In „Superman und Paula Browns neuer Schneeanzug“ macht Sylvia Plath deutlich, wie hässlich und gemein Kinder sein können. Das Schicksal spielt dem Ich-Erzähler einen bösen Streich. Wobei man nach dem Ende nicht mehr an Schicksal denken möchte, sondern die bloße, erschütternde Absicht sieht, jemanden die Schuld zu geben. Genau das macht die Geschichte noch tragischer als sie ohnehin schon ist. Raffiniert verarbeitet Plath etwas, dass wir allzu kennen, nämlich die eigene Schuld auf andere abzuladen. Hier ist es Paula Brown, die nicht eingestehen will, dass sie auf einer Ölpfütze ausgerutscht ist und ihren neuen Schneeanzug beschmutzt hat. In einer blitzschnellen Reaktion zeigt sie auf den Ich-Erzähler und ruft laut aus, dass er es war, der sie geschubst hat.
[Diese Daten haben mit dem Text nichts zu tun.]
PR #1893, opened 2023-02-03
Cleanup mapping

bartoldeman:
This mostly removes unused code, so it's clearer where mmap_kvm is used (only two places left), which will be needed for dirty page logging.

There are two changes though:
1. MAPPING_NOOVERLAP now applies to mmap_mapping_ux because it is called that way for the (legacy) native DPMI iret trampoline (only for SIGRETURN_WA), the relevant code was in the wrong function.
2. For KVM the monitor's guest address is now at a defined value immediately behind the main pool, instead of DOSADDR_REL(monitor), which was a bit dodgy since monitor is a general 64-bit allocation.

### DIFF
--- a/src/arch/linux/mapping/mapping.c
+++ b/src/arch/linux/mapping/mapping.c
@@ -376,7 +376,7 @@ static void munmap_mapping_kmem(int cap, dosaddr_t addr, size_t mapsize)
 	    PROT_READ | PROT_WRITE, LOWMEM(old_vbase));
     } else {
       unsigned char *p;
-      p = mmap_mapping_ux(MAPPING_SCRATCH, MEM_BASE32(old_vbase), mapsize,
+      p = mmap_mapping(MAPPING_SCRATCH, MEM_BASE32(old_vbase), mapsize,
           PROT_READ | PROT_WRITE);
       if (p == MAP_FAILED)
         rc = -1;
@@ -398,14 +398,7 @@ static int mapping_is_hole(void *start, size_t size)
   return (mapping_find_hole(beg, end, size) == start);
 }
 
-static void *do_mmap_mapping(int cap, dosaddr_t targ, size_t mapsize, int protect)
-{
-  assert(targ != (dosaddr_t)-1);
-  return mmap(MEM_BASE32(targ), mapsize, protect,
-		MAP_PRIVATE | MAP_FIXED | MAP_ANONYMOUS, -1, 0);
-}
-
-void *mmap_mapping_ux(int cap, void *target, size_t mapsize, int protect)
+void *mmap_mapping(int cap, void *target, size_t mapsize, int protect)
 {
   void *addr;
   int flags = (target != (void *)-1) ? MAP_FIXED : 0;
@@ -454,22 +447,26 @@ void *mmap_mapping_ux(int cap, void *target, size_t mapsize, int protect)
 int restore_mapping(int cap, dosaddr_t targ, size_t mapsize)
 {
   void *addr;
+  void *target;
   assert((cap & MAPPING_DPMI) && (targ != (dosaddr_t)-1));
-  addr = do_mmap_mapping(cap, targ, mapsize, PROT_READ | PROT_WRITE);
-  return (addr == MEM_BASE32(targ) ? 0 : -1);
+  target = MEM_BASE32(targ);
+  addr = mmap_mapping(cap, target, mapsize, PROT_READ | PROT_WRITE);
+  return (addr == target ? 0 : -1);
 }
 
 int unalias_mapping_high(int cap, dosaddr_t targ, size_t mapsize)
 {
   void *addr;
+  void *target;
   int ret = 0;
 
-  addr = do_mmap_mapping(cap, targ, mapsize, PROT_READ | PROT_WRITE);
-  if (addr != MEM_BASE32(targ)) {
+  target = MEM_BASE32(targ);
+  addr = mmap_mapping(cap, target, mapsize, PROT_READ | PROT_WRITE);
+  if (addr != target) {
     dosemu_error("mmap error\n");
     ret = -1;
   }
-  ret |= smfree(&main_pool, addr);
+  ret |= smfree(&main_pool, target);
   return ret;
 }
 
--- a/src/arch/linux/mapping/mapping.c
+++ b/src/arch/linux/mapping/mapping.c
@@ -398,26 +398,11 @@ static int mapping_is_hole(void *start, size_t size)
   return (mapping_find_hole(beg, end, size) == start);
 }
 
-static void *do_mmap_mapping(int cap, void *target, size_t mapsize, int protect)
+static void *do_mmap_mapping(int cap, dosaddr_t targ, size_t mapsize, int protect)
 {
-  void *addr;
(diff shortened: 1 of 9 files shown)


src/arch/linux/mapping/mapping.c
```diff
@@ -398,26 +398,11 @@ static int mapping_is_hole(void *start, size_t size)
...
-  void *addr;
-  int flags = (target != (void *)-1) ? MAP_FIXED : 0;
-  /* assume fixed mappings are already visible to kvm unless marked immediate */
-  int update_kvm = ((target == (void *)-1) || (cap & MAPPING_IMMEDIATE));
-
-  if (target == (void *)-1) target = NULL;
-#ifdef __x86_64__
-  if (flags == 0 &&
-      (cap & (MAPPING_DPMI|MAPPING_VGAEMU|MAPPING_INIT_LOWRAM|MAPPING_KVM)))
-    flags = _MAP_32BIT;
```
stsp: Should we remove MAP_32BIT?

src/base/emu-i386/kvm.c
```diff
@@ -95,7 +95,6 @@ extern char _binary_kvmmon_o_bin_start[];
 #define PG_PRESENT 1
 #define PG_RW 2
 #define PG_USER 4
-#define PG_DC 0x10
```
stsp: Maybe no need to remove the define.

src/base/init/init.c
```diff
@@ -349,7 +349,7 @@ void low_mem_init(void)
 
   mem_base = mem_reserve(memsize, dpmi_size);
   if (config.cpu_vm == CPUVM_KVM || config.cpu_vm_dpmi == CPUVM_KVM) {
-    init_kvm_monitor();
+    init_kvm_monitor(memsize + dpmi_size);
```
stsp, line 352: Your log says "behind main pool",
but that looks after main pool?

src/base/emu-i386/kvm.c
```diff
@@ -361,13 +361,13 @@ static int init_kvm_vcpu(void)
...
-	      (unsigned long)DOSADDR_REL(monitor->kvm_tss));
+	      sregs.tr.base + offsetof(struct monitor, kvm_tss));
   if (ret == -1) {
     perror("KVM: KVM_SET_TSS_ADDR\n");
     return 0;
   }
 
-  uint64_t addr = DOSADDR_REL(monitor->kvm_identity_map);
+  uint64_t addr = sregs.tr.base + offsetof(struct monitor, kvm_identity_map);
   ret = ioctl(vmfd, KVM_SET_IDENTITY_MAP_ADDR, &addr);
```
stsp, line 356: Seems you need to check
KVM_CAP_SET_IDENTITY_MAP_ADDR
before using that ioctl.
I am not really sure what it does though...

bartoldeman: For older Intel CPUs it needs a page table so KVM can boot in V86 mode (it can't boot in real mode there), so it's the same reason as KVM_SET_TSS_ADDR. We boot directly in V86 mode anyway so this may not be needed but it doesn't hurt (and dmesg may complain if you don't set those).

src/base/init/init.c
bartoldeman: yes, corrected

src/base/emu-i386/kvm.c
stsp: So why not to check for cap
KVM_CAP_SET_IDENTITY_MAP_ADDR?

src/arch/linux/mapping/mapping.c
bartoldeman: That's #1844. I'm not sure why that's still stuck?

src/base/emu-i386/kvm.c
bartoldeman: put it back

src/arch/linux/mapping/mapping.c
stsp: It has too many unanswered comments,
so why did it stuck with those?
But we may still need MAP_32BIT for
native dpmi, do not we?

src/base/emu-i386/kvm.c
```diff
@@ -361,13 +361,23 @@ static int init_kvm_vcpu(void)
      this is only really needed if the vcpu is started in real mode and
      the kernel needs to emulate that using V86 mode, as is necessary
      on Nehalem and earlier Intel CPUs */
+  ret = ioctl(kvmfd, KVM_CHECK_EXTENSION, KVM_CAP_SET_TSS_ADDR);
```
stsp: Ah, its the same func...
How about moving cap checks to
`kvm_init_cpu()`? I think they are
here by mistake, because failure
from `kvm_init_cpu()` results in a
selection of different back-end,
whereas here it would just terminate.

src/base/emu-i386/kvm.c
bartoldeman: Done in commit 3fd4f4a92c

src/base/emu-i386/kvm.c
bartoldeman: ok, will do

src/arch/linux/mapping/mapping.c
bartoldeman: Is there any in particular? I will double check but I think I had resolved/answered everything.

Yes, we do need MAP_32BIT for native DPMI. That's done correctly in #1844

stsp: https://github.com/dosemu2/dosemu2/pull/1844#discussion_r1056624797
https://github.com/dosemu2/dosemu2/pull/1844#discussion_r1056625766

src/base/emu-i386/kvm.c
bartoldeman: done in 6fb34723

stsp:
So should this be applied after #1844 ?
I am quite confused about MAP_32BIT
removal.

bartoldeman:
1584? You mean 1844?

No, this is unrelated.

The patch looks confusing, the _MAP_32BIT code has been removed from `do_mmap_mapping` (where it is not needed, as `do_mmap_mapping` is only called with fixed targets now, even before this PR), not from `mmap_mapping_ux`, but diff makes it look the other way around!

stsp:
> 1584? You mean 1844?

That's not me, that's fscking github!
Please type `#1844?<enter>`
Question mark and Enter are the culprit,
github will change the number to 1584!
Unbelievable crap.

stsp:
> as do_mmap_mapping is only called with fixed targets now, even before this PR), not from mmap_mapping_ux

Ahha, now I see why you wanted to
rename mmap_mapping_ux() to
mmap_mapping(). That's because
MAP_32BIT is there.
So if you still want to do that, please
add such a patch and lets merge.
Or I can merge as is, too.

bartoldeman:
ok, will add a patch to rename mmap_mapping_ux. Can probably also eliminate `do_mmap_mapping()` then, which also makes the PR diff easier to read (the two callers of `do_mmap_mapping` can call `mmap_mapping()` instead).

bartoldeman:
ok, this should be good to go now, I hope!

stsp:
Thanks!

PR #1894, opened 2023-02-07
Introduce KVM base

bartoldeman:
This is quite the minimal change introducing KVM_BASE. See #198 for details.

For now it's identical to MEM_BASE for low memory but the memory protections can be permanently unprotected for it once dirty logging is in.


bartoldeman:
oh I should actually check for KVM. I'll resubmit!

stsp:
Thanks!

Von da an ist er der Geächtete, der Ausgegrenzte, der an der Ungerechtigkeit beinah zerbricht. Als sei das nicht schon genug, untermalt die Autorin das Drama mit einer weiteren brutalen Komponente, denn dieser Vorfall ereignet sich in dem Jahr, als der Krieg begann.

Im „Tag des Erfolgs“ konfrontiert mich Sylvia Plath mit dem damaligen Frauenbild und dann seinen Folgen. Als Ellen davon erfährt, dass das Theaterstück ihres Mannes Jacob mit Begeisterung aufgenommen wurde, überrollt sie eine Welle der Zweifel und drückt sie nieder. Die Überbringerin dieser Nachricht versetzt Ellen in Angst und Schrecken, ist es doch jene brillante junge Fernsehredakteurin, mit der sich Jacob kürzlich getroffen hat. Die Eifersucht keimt in Ellen auf, die Stacheln verletzten ihr Herz, erschüttert ihr Kopf mit vielen Gedanken. Eigentlich sollte sie sich über diesen Erfolg ihres Mannes freuen. Hatten sie harte Zeiten hinter sich, doch über das Glück stülpt sich eine betäubende luftdichte Maske, die sie einfach nicht absetzen kann und sich spinnenartig in ihren eigenen Gedanken verwebt. Plötzlich fängt sie an, sich kritisch zu betrachten: „Ich passe schon jetzt nicht mehr. Ich bin hausbacken, unmodern wie die Rocklänge vom letzten Jahr.“ Ellen wird bewusst, wie sehr sie ihre anziehende Weiblichkeit als Hausfrau und Mutter verloren hat. Angst macht sich breit, ihrem Mann nicht mehr zu gefallen und ihn damit in die Arme von attraktiven Frauen zu werfen.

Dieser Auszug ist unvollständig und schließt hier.